LLMs are very smart. If it sees a ToolMessage saying "Error: 403 Forbidden", it will figure out a workaround (like trying a different website, or stating in the report that "the website is inaccessible"). Turning exceptions into observations is the essence of the ReAct architecture.
💣 Pitfall 3: Context Window Explosion
Symptom: The Researcher checks 10 webpages, each with 5,000 words. The messages list gets longer and longer, eventually exceeding GPT-4's 128k context limit, throwing a TokenLimitExceeded error.
How to avoid:
In real-world projects, we cannot add_messages infinitely. We need to introduce State Trimming or a Summarize Node within the loop. When len(messages) exceeds a certain threshold, it triggers an internal smaller LLM to compress the previous useless webpage content into a summary.
(Spoiler alert: We will dive deep into this advanced technique in Lesson 12: Long Context and Memory Management!)
📝 Lesson Summary
Today, we completed a cognitive leap from "linear execution" to "dynamic loops":
- The ReAct architecture isn't some mysterious magic; it is simply LLM Node + Tool Node + Cyclic Conditional Edge.

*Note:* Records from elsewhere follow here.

PR #786, opened 2026-06-18
Consolidate per-distro preview flags into a single preview-distro-version flag

vinceaperri:
Image Customizer gated each preview distribution behind its own preview feature, so users had to know a different flag for every distro. This change replaces those per-distro flags with a single `preview-distro-version` flag that covers every preview distro and preview distro version.

Azure Linux 4.0 is still in preview, so it now also requires `preview-distro-version` to customize or create. Previously AZL4 was ungated.

`preview-distro-version` is distinct from `unsupported-distro-version`. The former opts into a known-but-preview distro or version. The latter applies default settings to a distro version Image Customizer does not yet recognize.

**Flag changes**

| Before | After |
|--------|-------|
| `fedora` | `preview-distro-version` |
| `ubuntu` | `preview-distro-version` |
| `azure-container-linux` | `preview-distro-version` |
| AZL4 (ungated) | `preview-distro-version` required |

Also in this change:
- Collapse the three `Err*PreviewFeatureRequired` errors into one `ErrPreviewDistroVersionFeatureRequired`.
- Update Go unit tests, testdata configs, and the vmtests suite (`test_create.py`, `test_logging.py`).
- Update the configuration and distribution-support docs, including a note on the difference between `preview-distro-version` and `unsupported-distro-version`.

---

### **Checklist**
- [x] Tests added/updated


test/vmtests/vmtests/imagecustomizer/test_create.py
```diff
@@ -162,7 +163,7 @@ def run_create_image_test(
 
     final_config_path = config_path
     if distro.lower() == "fedora":
```
cwize1: Change `distro.lower() == "fedora"` to `is_preview_distro_version`?

cwize1 (changes requested):

test/vmtests/vmtests/imagecustomizer/test_create.py
vinceaperri: Done.

cwize1 (dismissed):

cwize1 (dismissed):

cwize1 (approved):

PR #788, opened 2026-06-18
Make boot-file architecture config distro-aware

vinceaperri:
Boot-file paths and ESP layout are now chosen per distro rather than from a single architecture-only global, and the ISO-to-ISO pipeline detects the distro directly from the initrd.

Previously `getBootArchConfig()` was a global that only varied by runtime architecture, so every distro received the same Azure-Linux-style ESP layout. This moves the lookup behind the `DistroHandler` interface so each distro picks its own boot-file layout, and adds a way to identify the distro from an initramfs when no rootfs is mounted.

**What changed**
- Added `GetBootArchConfig()` to the `DistroHandler` interface. Each distro returns its own per-architecture boot-file map.
- Azure Linux 4 and Fedora now use a Fedora-style ESP layout (`/EFI/BOOT` with `BOOTX64.EFI` / `BOOTAA64.EFI`). Azure Linux 2/3, ACL, and Ubuntu keep the existing Azure Linux layout.
- Added `targetos.GetInitrdTargetOs()` and `NewDistroHandlerFromInitrd()`. These read an `os-release` or dracut `initrd-release` file straight out of the initramfs cpio, auto-detecting gzip and zstd compression from the stream's magic bytes.
- The ISO-to-ISO path now resolves the distro from the ISO's initrd, choosing the bootstrap per-kernel initrd or the full-OS initrd based on the ISO's initramfs type.
- Replaced the global `getBootArchConfig()` with `bootArchConfigFromMap()` and routed every boot-file lookup (UKI creation, PXE artifacts, ISO artifact store, output artifacts) through the distro handler.

**Distro to ESP boot-file layout**

| Distro | Boot-file layout |
|---|---|
| Azure Linux 2 / 3 | Azure Linux |
| Azure Linux 4 | Fedora-style |
| Fedora | Fedora-style |
| ACL | Azure Linux |
| Ubuntu | Azure Linux |

### Checklist
- [ ] Tests added/updated

### DIFF
--- a/toolkit/tools/internal/initrdutils/initrdread.go
+++ b/toolkit/tools/internal/initrdutils/initrdread.go
@@ -1,7 +1,7 @@
 // Copyright (c) Microsoft Corporation.
 // Licensed under the MIT License.
 
-package targetos
+package initrdutils
 
 import (
 	"bufio"
@@ -29,10 +29,10 @@ var (
 	longestMagicSize = len(magicZstd)
 )
 
-// readFirstFileFromInitrd scans an initramfs cpio archive once and returns the content of the first candidate path in
+// ReadFirstFileFromInitrd scans an initramfs cpio archive once and returns the content of the first candidate path in
 // the provided list that exists as a regular file. Returns an error wrapping fs.ErrNotExist if none of the candidates
 // is present.
-func readFirstFileFromInitrd(initrdPath string, candidates []string) (content []byte, foundPath string, err error) {
+func ReadFirstFileFromInitrd(initrdPath string, candidates []string) (content []byte, foundPath string, err error) {
 	f, err := os.Open(initrdPath)
 	if err != nil {
 		return nil, "", fmt.Errorf("failed to open initrd (%s):\n%w", initrdPath, err)
--- a/toolkit/tools/internal/targetos/targetos.go
+++ b/toolkit/tools/internal/targetos/targetos.go
@@ -74,9 +74,24 @@ var (
 		Version:   []int{24, 4},
 	}
 
+	// OsReleaseCandidates lists the on-rootfs paths to probe for the os-release(5) file, in preference order.
 	OsReleaseFileCandidates = []string{
 		"/etc/os-release",
 		"/usr/lib/os-release",
+	}
+
+	// initrdReleaseCandidates lists the in-initrd paths to probe for an os-release(5)-type file, in preference order.
+	//
+	// os-release is the canonical filename and is the only candidate present in full-OS initrds built by Image
+	// Customizer (which pack the source rootfs directly, in which initrd-release does not exist at all).
+	//
+	// initrd-release is the dracut-runtime variant emitted by dracut's 99base module. os-release symlinks to this file
+	// in such cases, so it is a necessary fallback.
+	initrdReleaseCandidates = []string{
+		"/etc/os-release",
+		"/usr/lib/os-release",
+		"/etc/initrd-release",
+		"/usr/lib/initrd-release",
 	}
 )
 
@@ -90,11 +105,13 @@ func New(distroId Distro, versionId string) TargetOs {
 	}
 }
 
+// GetInstalledTargetOs reads the os-release(5) file from the given rootfs and resolves it to a TargetOs.
+//
+// Returns an error wrapping fs.ErrNotExist when none of the candidates exist on the rootfs.
 func GetInstalledTargetOs(rootfs string) (TargetOs, error) {
 	var err error
 	var fields map[string]string
 
-	found := false
 	for _, candidate := range OsReleaseFileCandidates {
 		fields, err = envfile.ParseEnvFile(filepath.Join(rootfs, candidate))
 		if errors.Is(err, fs.ErrNotExist) {
@@ -104,23 +121,45 @@ func GetInstalledTargetOs(rootfs string) (TargetOs, error) {
 			return TargetOs{}, fmt.Errorf("failed to read os-release file (%s):\n%w", candidate, err)
 		}
 
-		found = true
 		break
 	}
 
-	if !found {
+	if fields == nil {
 		return TargetOs{}, fmt.Errorf("no os-release file found (candidates=%s):\n%w", OsReleaseFileCandidates, err)
 	}
 
-	targetOs, err := GetInstalledTargetOsFromEnvFields(fields)
+	targetOs, err := GetInstalledTargetOsFromEnvFields(fields, "os-release")
+	if err != nil {
+		return TargetOs{}, fmt.Errorf("failed to determine target OS from os-release file:\n%w", err)
+	}
+
+	return targetOs, nil
+}
+
+// GetInitrdTargetOs reads an os-release(5)-type file (os-release or dracut's initrd-release) from the given initrd and
+// resolves it to a TargetOs.
+//
+// Returns an error wrapping fs.ErrNotExist when none of the candidates exist in the initrd.
+func GetInitrdTargetOs(initrdPath string) (TargetOs, error) {
+	content, foundPath, err := readFirstFileFromInitrd(initrdPath, initrdReleaseCandidates)
 	if err != nil {
 		return TargetOs{}, err
 	}
 
-	return targetOs, err
+	fields, err := envfile.ParseEnv(string(content))
+	if err != nil {
+		return TargetOs{}, fmt.Errorf("failed to read (%s) file from initrd (%s):\n%w", foundPath, initrdPath, err)
+	}
+
+	targetOs, err := GetInstalledTargetOsFromEnvFields(fields, "initrd-release")
+	if err != nil {
+		return TargetOs{}, fmt.Errorf("failed to determine target OS from initrd-release file:\n%w", err)
+	}
+
+	return targetOs, nil
 }
 
-func GetInstalledTargetOsFromEnvFields(fields map[string]string) (TargetOs, error) {
+func GetInstalledTargetOsFromEnvFields(fields map[string]string, sourceLabel string) (TargetOs, error) {
 	distroId := fields["ID"]
 	versionId := fields["VERSION_ID"]
 
@@ -171,7 +210,7 @@ func GetInstalledTargetOsFromEnvFields(fields map[string]string) (TargetOs, erro
 		}, nil
 
 	default:
-		return TargetOs{}, fmt.Errorf("unknown ID (%s) in os-release", distroId)
+		return TargetOs{}, fmt.Errorf("unknown ID (%s) in %s", distroId, sourceLabel)
 	}
 }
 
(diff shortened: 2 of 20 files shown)


toolkit/tools/internal/targetos/targetos.go
```diff
@@ -171,7 +210,7 @@ func GetInstalledTargetOsFromEnvFields(fields map[string]string) (TargetOs, erro
 		}, nil
 
 	default:
-		return TargetOs{}, fmt.Errorf("unknown ID (%s) in os-release", distroId)
+		return TargetOs{}, fmt.Errorf("unknown ID (%s) in %s", distroId, sourceLabel)
```
cwize1: You could simplify this to just `"unknown ID (%s)"` and then let the caller add the context. That way, you can delete `sourceLabel`.

toolkit/tools/internal/initrdutils/initrdread.go
```diff
@@ -0,0 +1,120 @@
+// Copyright (c) Microsoft Corporation.
```
cwize1, line 1: Would it make sense to move this logic into the `initrdutils` package?

toolkit/tools/pkg/imagecustomizerlib/liveosisoutils.go
cwize1: Can we rename `bootloaderFilesConfig` so that it is more distro specific, to match `bootloaderFilesConfigFedora`?

toolkit/tools/pkg/imagecustomizerlib/distrohandler_fedora.go
```diff
@@ -29,14 +29,55 @@ type fedoraDistroHandler struct {
...
 	grubToolsPackageFedora     = "grub2-tools"
 	grubPcModulesPackageFedora = "grub2-pc-modules"
 )
 
+// bootloaderFilesConfigFedora is the boot-files map for Fedora-style ESPs (Azure Linux 4 and Fedora).
+var bootloaderFilesConfigFedora = map[string]BootFilesArchConfig{
+	"amd64": {
+		bootBinary:                  bootx64BinaryFedora,
+		grubBinary:                  grubx64Binary,
+		grubNoPrefixBinary:          grubx64NoPrefixBinary,
```
cwize1: I don't think Fedora has a `grubx64-noprefix.efi` file. It is kind of an AZL3 thing.

toolkit/tools/pkg/imagecustomizerlib/liveospxe.go
```diff
@@ -116,12 +116,13 @@ func createPXEArtifacts(buildDir string, outputFormat imagecustomizerapi.ImageFo
 	// created because some of these files are needed by the ISO so it is
 	// bootable.
 
-	// Move bootloader files from under '<pxe-folder>/efi/boot' to '<pxe-folder>/'
-	_, bootFilesConfig, err := getBootArchConfig()
+	// Move bootloader files from under '<outputPXEArtifactsDir>/<isoBootloaderDir>' to '<outputPXEArtifactsDir>/'.
+	bootFilesConfig, err := distroHandler.GetBootArchConfig()
```
cwize1, line 120: There is a build error for `distroHandler`

toolkit/tools/pkg/imagecustomizerlib/liveosisobuilder.go
```diff
@@ -28,6 +28,14 @@ type LiveOSConfig struct {
 	bootstrapFileUrl  string
 }
 
+// initramfsTypeFromFilesStore detects the initramfs type based on the files in the provided file store.
+func initramfsTypeFromFilesStore(filesStore *IsoFilesStore) imagecustomizerapi.InitramfsImageType {
+	if filesStore == nil || filesStore.squashfsImagePath == "" {
```
cwize1: Why do you check `filesStore == nil` here? This feels wrong.

toolkit/tools/pkg/imagecustomizerlib/liveosisoartifactstore.go
```diff
@@ -448,7 +448,50 @@ func createIsoFilesStoreFromIsoImage(isoImageFile, storeDir string) (filesStore
...
 
-	_, bootFilesConfig, err := getBootArchConfig()
+	// Resolve the distro from the ISO's initrd. Which initrd to read depends on the ISO's initramfsType.
+	squashfsPath := filepath.Join(artifactsDir, liveOSImagePath)
+	squashfsExists, err := file.PathExists(squashfsPath)
+	if err != nil {
+		return nil, fmt.Errorf("failed to check for squashfs at (%s):\n%w", squashfsPath, err)
+	}
+	if squashfsExists {
+		filesStore.squashfsImagePath = squashfsPath
```
cwize1, line 474: It might be worth adding a comment saying that `initramfsTypeFromFilesStore` needs the `squashfsImagePath` value.

toolkit/tools/pkg/imagecustomizerlib/liveosisoartifactstore.go
```diff
@@ -448,7 +448,50 @@ func createIsoFilesStoreFromIsoImage(isoImageFile, storeDir string) (filesStore
...
+	}
+
+	var initrdPath string
+	switch initramfsTypeFromFilesStore(filesStore) {
```
cwize1: This `initramfsTypeFromFilesStore` call is just reading `squashfsExists` but in a really roundabout way.

toolkit/tools/internal/targetos/targetos.go
```diff
@@ -90,11 +105,13 @@ func New(distroId Distro, versionId string) TargetOs {
...
 }
 
+// GetInstalledTargetOs reads the os-release(5) file from the given rootfs and resolves it to a TargetOs.
+//
+// Returns an error wrapping fs.ErrNotExist when none of the candidates exist on the rootfs.
 func GetInstalledTargetOs(rootfs string) (TargetOs, error) {
 	var err error
 	var fields map[string]string
 
-	found := false
```
cwize1, line 97: IMHO removing `found` makes the code more confusing since it relies on `envfile.ParseEnvFile` returning `nil` on an error.

toolkit/tools/pkg/imagecustomizerlib/distrohandler.go
```diff
@@ -181,3 +185,14 @@ func handleUnsupportedDistroVersion(rc *ResolvedConfig, targetOs targetos.Target
...
+
+// NewDistroHandlerFromInitrd creates a distro handler by detecting the OS from the dracut-emitted initrd-release file
+// inside the initramfs at initrdPath. Used in ISO-to-ISO pipelines where no rootfs is mounted yet but a canonical
+// distro identity is needed to pick the correct boot-file layout.
+func NewDistroHandlerFromInitrd(initrdPath string) (DistroHandler, error) {
+	targetOs, err := targetos.GetInitrdTargetOs(initrdPath)
+	if err != nil {
+		return nil, fmt.Errorf("failed to determine the target OS from initrd (%s):\n%w", initrdPath, err)
+	}
+	return NewDistroHandler(targetOs)
```
cwize1: Add the `if err != nil {`, since it makes it easier to modify the function in the future.

cwize1 (changes requested):

toolkit/tools/pkg/imagecustomizerlib/distrohandler_fedora.go
vinceaperri: What is the suggestion, to remove it from this struct?

toolkit/tools/pkg/imagecustomizerlib/liveosisobuilder.go
vinceaperri: Why does it feel wrong? It's a pointer argument.

toolkit/tools/pkg/imagecustomizerlib/distrohandler.go
vinceaperri: Done.

toolkit/tools/internal/initrdutils/initrdread.go
vinceaperri: Done.

toolkit/tools/internal/targetos/targetos.go
vinceaperri: Done.

toolkit/tools/pkg/imagecustomizerlib/liveosisoutils.go
vinceaperri: Done.

toolkit/tools/pkg/imagecustomizerlib/liveospxe.go
vinceaperri: Done.

toolkit/tools/pkg/imagecustomizerlib/liveosisoartifactstore.go
vinceaperri: Done.

toolkit/tools/pkg/imagecustomizerlib/liveosisoartifactstore.go
vinceaperri: Done.

toolkit/tools/internal/targetos/targetos.go
vinceaperri: Done.

toolkit/tools/pkg/imagecustomizerlib/distrohandler_fedora.go
cwize1: Possibly something like set the value to `""` and then handle `""` where `grubNoPrefixBinary` is used.

toolkit/tools/pkg/imagecustomizerlib/liveosisobuilder.go
cwize1: Under what circumstances would `filesStore` be `nil`? And why is `"full-os"` the correct default?

I don't think there is a good default for the initramfs type. Either it is a bootstrap initramfs or a full-os initramfs. If we can't figure it out, then we should probably fail.

vinceaperri: Good point, it can't actually be nil here. The only caller, `resolveInitramfsType`, already guards with `if inputArtifactsStore != nil`, and both constructors (`createIsoArtifactStoreFromMountedImage` and `createIsoArtifactStoreFromIsoImage`) return nil on error and set `.files` to a non-nil store before returning on success, so a returned `IsoArtifactsStore` always has a non-nil `files`. The pre-existing code even accessed `inputArtifactsStore.files.squashfsImagePath` directly without a nil check, so the `filesStore == nil` branch I added is unreachable. I'll drop the nil check.

cwize1 (approved):

PR #791, opened 2026-06-19
Remove the container's run.sh script.

cwize1:
The oras API has been included in Image Customizer since v1.1. This is the replacement for the `run.sh` script functionality. There have now been 4 releases with both APIs. So, it is finally time to remove the old one.

PR #784 forgot to also modify the `run.sh` script. But instead of fixing it, this change just removes it.

This change also removes `test-container.sh`, which tests `run.sh`.

---

### **Checklist**

- [x] Tests added/updated


toolkit/tools/imagecustomizer/container/build-container.sh
```diff
@@ -81,15 +81,13 @@ stagingLibDir="${containerStagingFolder}/usr/lib/imagecustomizer"
 stagingLicensesDir="${containerStagingFolder}/usr/share/licenses"
 
 dockerFile="$scriptDir/imagecustomizer.Dockerfile"
```
vinceaperri, line 83: `run.sh` was the only in-container user of the `oras` and `jq` CLIs (imagecustomizer uses the oras-go library), so should they be dropped from the Dockerfile's `tdnf install` too?

cwize1: Good catch! Fixed

vinceaperri (approved):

- We successfully built the
Researcherrole for our "AI Content Agency." It is no longer a nerd that only recites training data, but a true researcher that can use search engines, read webpages, and autonomously decide when to deliver the results. - We mastered the accumulation mechanism of the
messagesstate in LangGraph, which is the key to the LLM maintaining memory across multiple loops.
Next Time: Our Researcher is capable now, but it's fighting alone. In our Agency, how does the Planner (Manager) hand tasks over to the Researcher, and how does the Researcher pass the report to the Writer (Lead Author) once done? In Lesson 09, Multi-Agent Collaboration: SubGraphs and Networked Organizations, we will take the Researcher we wrote today and plug it in as a sub-node within our massive agency network.
Geeks, get today's code running! Try adding a "weather lookup" tool to your Researcher and see if it can tell you whether to bring an umbrella tomorrow. See you in the next lesson!